PR #248, opened 2026-07-28
feat(data): register febrl_dedup (FEBRL3) — the portfolio's first task=dedup benchmark

fxd24:
## The gap

`BenchmarkTask = Literal["linkage", "dedup"]` was declared — and **all 10 registered benchmarks were `task="linkage"`**. So every number langres publishes is about cross-source linkage, while `dedupe()`, the primary shipped verb, was unmeasured. The `dedup` half of the Literal existed and nothing used it.

## Why not just relabel `febrl_person`?

That was the first thing I checked. FEBRL4 (what `febrl_person` vendors) *is* a dedup-shaped generation split into two files, and combining them back is defensible — but it makes a poor dedup benchmark:

- **every gold cluster is exactly size 2** (500 + 500 records, 500 links, zero singletons), so BCubed and transitive-closure behaviour are never exercised. A benchmark whose clusters are all pairs cannot tell a correct merge from an over-merge.
- its duplicates are all cross-source by construction, so the "no cross-source filter" property that distinguishes dedup would be cosmetic.

**FEBRL3** is the FEBRL family's actual deduplication dataset and is strictly better here: one 5000-record table, 2000 entities, cluster sizes **1–6** (835 singletons), 6538 gold pairs. Same generator, same tool, same licence clearance — no new dependency, no new licence question.

## Licence

`recordlinkage` **BSD-3-Clause** (the toolkit that redistributes FEBRL); upstream data under **ANUOS License 1.1** (MPL-style, redistribute-with-attribution). **Neither carries a NonCommercial term**, so it is compatible with Apache-2.0 — the same clearance recorded for FEBRL4 in `datasets/febrl_person/SOURCE.md`, and the same test that excluded CC-BY-NC OpenSanctions. Verified against the `recordlinkage` repository (https://github.com/J535D165/recordlinkage) and restated with attribution in `src/langres/data/datasets/febrl_dedup/SOURCE.md`. Data is fully synthetic (ANU frequency tables + injected corruptions) — no PII.

## Gold labels are NOT a transitive closure

Called out because the repo has been bitten by this (DBLP-Scholar's 37-record component). `gold_clusters.csv` gives `record_id,cluster_id` **membership** — the generator's own entity — so nothing is reconstructed by taking connected components of a noisy link file.

This is asserted rather than assumed. `recordlinkage` also ships a pairwise `links` index; the generation script verifies it is **exactly** the set of within-entity pairs implied by the record ids:

```
derived pairs 6538  shipped 6538  equal True
```

If a future `recordlinkage` release changed either, regenerating fails loudly instead of silently vendoring a different task.

## Ids are opaque on purpose

Upstream ids are `rec-<N>-org` / `rec-<N>-dup-<K>` — `N` **is** the entity number, shared by co-referent records. Keeping them would leak the label into the record dict. The fixture assigns `r0000`..`r4999` in shipped (already-shuffled) row order, so neighbouring ids are not co-referent either. Verified separately that `StringComparator.from_schema` selects exactly the 10 attribute fields — no `id`, no `embed_text` — so the headline numbers below are not a leak.

## The metric path is honest

`langres/benchmarks/runner.py` and `judge_eval.py` contain zero references to `source` / `cross_source` / bipartite structure, so nothing had to be forked. The one linkage assumption that *did* sit in the path was `_benchmark_utils.sweep_blocking_k`, which hardcoded `cross_source(...)` — a single-source corpus has no `.source` to compare. It now takes `cross_source_only: bool = True` (default **behaviour-preserving**), and `febrl_dedup` passes `False`. A test pins that `_bu.cross_source` raises on this corpus, so a future edit routing it through the linkage path fails loudly instead of returning a quiet 0.0 recall.

Scoring reads `bcubed_f1` / `cluster_pairwise_f1`. No pair-level metric is relabelled as a dedup score.

## Measured end-to-end

Blocking sweep (MiniLM + FAISS-cosine over `embed_text`, whole corpus, no cross-source filter), macOS/MPS:

| k | 5 | 10 | 20 | 30 | **50** | 80 |
|---|---|---|---|---|---|---|
| Pair-Completeness | 0.8790 | 0.9137 | 0.9345 | 0.9440 | **0.9552** | 0.9618 |

`DEFAULT_DEDUP_BLOCKING_K = 50` — smallest swept k clearing the 0.95 gate, and the knee (30 more neighbours buy 0.7pp). Dedup needs a larger k than the FEBRL4 linkage task (k=20 → 0.978) structurally, not by tuning: a record here can owe up to 5 gold pairs and must retrieve **all** its co-referents.

`run_methods(get_benchmark("febrl_dedup"), [...], seed=0)` on the held-out test split (1490 records / 597 gold clusters), $0 and offline, clusterer threshold tuned on **train** only:

| method | threshold | BCubed P | BCubed R | BCubed F1 | cluster-pairwise F1 | pair F1 |
| --- | --- | --- | --- | --- | --- | --- |
| `rapidfuzz` | 0.6 | 0.9977 | 0.9935 | **0.9956** | 0.9923 | 0.9777 |
| `embedding_cosine` | 0.8 | 0.5551 | 0.9415 | 0.6984 | **0.0247** | 0.7240 |

Two readings, both of which a size-2-clusters linkage benchmark cannot give you:

1. **The all-singletons sanity floor is BCubed F1 0.5721.** All-singletons BCubed precision is 1.0 and its recall is exactly `n_clusters / n_records`, so the floor is `2r/(1+r)` with `r = 597/1490 = 0.4007`. `rapidfuzz` is +0.4235 above it; `embedding_cosine` only +0.1263. The raw BCubed number flatters both. (The ratio is high because 835 of the 2000 entities — 42% of *entities*, 17% of *records* — are genuinely non-duplicated.)
2. **`embedding_cosine` collapses under transitive closure** — BCubed 0.6984 but cluster-pairwise **0.0247**. Its pair-level F1 (0.7240) reads as merely mediocre; the cluster view exposes that its false positives *chain* multi-record clusters into giant components. Structurally invisible on every existing benchmark.

`rapidfuzz` at 0.9956 is a property of the dataset (synthetic; `date_of_birth` + `soc_sec_id` are near-unique and lightly corrupted), documented as a regression **floor**, not a target.

## Caveats, stated in the loader and the docs

- Synthetic: corruptions are typo/OCR/field-swap shaped and do not stand in for real-world messiness.
- The 0.9552 measurement clears the 0.95 gate by only 0.5pp, which is **smaller than the known cross-platform MiniLM spread** (`febrl_person` measured that delta at over 1.6pp — its k=5 reads 0.966 on macOS and below 0.95 on Linux CI). So the slow test asserts a `PC_REGRESSION_FLOOR = 0.93` regression floor rather than re-asserting the gate: a gate that fails on a runner difference checks the runner, not the data. The floor still sits above the k=30 measurement (0.9440), so a real blocking regression — or a silently reintroduced cross-source filter — trips it.

## Also updated (same change, not a follow-up)

- `docs/BENCHMARKS.md` — the line "Every entry is a **cross-source linkage** benchmark" was **falsified** by this change. Rewritten; the table gains a `Task` column; new §2a documents the dedup task shape and the measured run.
- `tests/test_wheel_contents.py` `SHIPPED_NON_PY_FILES` + the `[tool.hatch.build]` comment + `BenchmarkDataNotFoundError`'s bundled-datasets hint — the fixture ships in the wheel (488K, permissively licensed) because excluding it would leave a pip install with no runnable dedup target.
- `examples/research/portfolio_profile.py` — its `large-component` caveat was already scoped to `task == "linkage"` with the comment *"No registered entry is a dedup set today… this keeps the rule honest for the one that eventually is."* That entry now exists; comment updated.
- `CHANGELOG.md`.

## Verification

- `ruff format --check` / `ruff check` / `mypy src` — clean.
- Fast suite: **4723 passed, 2 skipped** (`not integration and not slow and not finetune`).
- New slow tests pass locally: blocking regression floor (17s), the end-to-end `run_methods` BCubed run (111s), and the literal-`dedupe()` test (15s).
- **The `dedupe()` front door itself is asserted**, not only the harness's `resolve()`: `ERModel.dedupe` on the held-out split returns 344 clusters at BCubed P 0.9957 / R 0.9935 / **F1 0.9946**, cluster-pairwise 0.9900 — pinned by `test_the_dedupe_front_door_itself_scores_on_this_benchmark`.
- Wheel packaging gate: 4 passed.


fxd24:
@codex review

All four findings addressed in 89ebeca. Two of them were false claims I had made by assuming a mechanism instead of tracing it — thanks:

- **P1 portfolio artifacts** — regenerated `examples/research/results/portfolio_profile.json` (11 entries, tasks `['dedup','linkage']`) and updated `docs/research/20260727_portfolio_annotation.md`, whose §7 named "no registered dedup benchmark" as the portfolio's largest gap.
- **P2 harness cross_source** — confirmed correct. `grep -rn cross_source src/` returns nothing under `langres/benchmarks/`; `run_methods` scores whatever the blocker emits on every dataset. The filter is a blocking-recall *diagnostic* only. Docs and module docstring rewritten to say that.
- **P2 uniqueness claim** — confirmed false and self-contradicting (`dblp_scholar` 37, `amazon_google` 6, per the regenerated profile). Restated as single-source + membership gold.
- **P2 circular k pin** — the sharpest one. `blocking_k == DEFAULT_DEDUP_BLOCKING_K` moved with the constant, and the slow test swept at the constant, so editing it to 30 kept everything green. Now pinned to the literal `50` with a message telling the editor to re-measure. The floor itself stays at 0.93 deliberately (the measured 0.9552 clears the 0.95 gate by less than the known cross-platform MiniLM spread — `febrl_person` measured >1.6pp), and its docstring now states what it can actually catch rather than overclaiming.

fxd24:
Round 2 addressed in 245ffb3. Three of four were real; one I am consciously **not** fully adopting, with reasoning.

**Fixed — the false metric-visibility claim (P2, BENCHMARKS.md:139).** You are right and this was my error. Over-merging is *not* hidden by pair-sized gold: a false edge joining two size-2 entities already produces an oversized predicted component that BCubed and cluster-pairwise both penalise. What multi-record *gold* actually buys is the opposite direction — charging a matcher for **under**-merging a 6-record entity, which requires such an entity to exist. Corrected in all three places you named (BENCHMARKS.md, CHANGELOG.md, SOURCE.md).

**Fixed — task-as-dispatch (P2, registry.py:45).** Also correct, and worse than you flagged: that comment reintroduced the exact myth I had removed elsewhere in this same PR. Nothing in `benchmarks/runner` reads the field; both values get the same pair and cluster tracks. Restated as descriptive metadata naming its real consumers (discovery + the research profiler's linkage-scoped `large-component` rule).

**Fixed — annotation table (P2).** Updating only §7 was insufficient. §2 now has a `febrl_dedup` row and the surrounding denominators are corrected (nine loadable → ten, six of nine → six of ten, four unpublished → five). Also recorded that this dataset makes `optimize.py`'s 'all gold matches are inter-source' assertion false for **100%** of its pairs, not just a majority.

**Already fixed — P1 portfolio artifacts.** Re-flagged on 015a419, but done in 89ebeca; verified on HEAD: the tracked JSON has 11 entries including `febrl_dedup`/`dedup`. I also added a CI gate (`test_canonical_artifact_covers_every_registered_benchmark`) so this cannot go stale silently again — proven to fail against the pre-regeneration artifact (10 profiled vs 11 registered).

**Partially adopted — the 0.93 blocking floor (P2).** Your second half is fixed: the pin was circular (`blocking_k == DEFAULT_DEDUP_BLOCKING_K` moved with the constant), so it is now pinned to the **literal 50** with a message telling the editor to re-measure. Changing the constant to 30 now fails.

I am not raising the floor above the k=30 value (0.9440), and I would rather say why than quietly comply. The measurement is 0.9552 on macOS/MPS; the Linux value is **unmeasured**. `febrl_person` documents a cross-platform MiniLM spread of over 1.6pp (its k=5 reads 0.966 on macOS, below 0.95 on Linux CI). A floor at 0.945 is inside that spread, so it would risk failing on a runner difference rather than on a regression — and `test-full` runs only post-merge, where this repo has already had `main` sit red for six days. I have instead documented precisely what 0.93 can and cannot catch (gross failure: broken `embed_text`, corrupted fixture, a reintroduced cross-source filter reading ≈0.0) and what pins `k` separately. Once there is a Linux measurement, tightening it is a one-line follow-up.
=-=-=-=-=
- Work to complete: Repeat only what lies between the first line of the data and the line containing "## Why not just", both of those lines included, exactly as it stands.

- Answer to this problem:
PR #248, opened 2026-07-28
feat(data): register febrl_dedup (FEBRL3) — the portfolio's first task=dedup benchmark

fxd24:
## The gap

`BenchmarkTask = Literal["linkage", "dedup"]` was declared — and **all 10 registered benchmarks were `task="linkage"`**. So every number langres publishes is about cross-source linkage, while `dedupe()`, the primary shipped verb, was unmeasured. The `dedup` half of the Literal existed and nothing used it.

## Why not just relabel `febrl_person`?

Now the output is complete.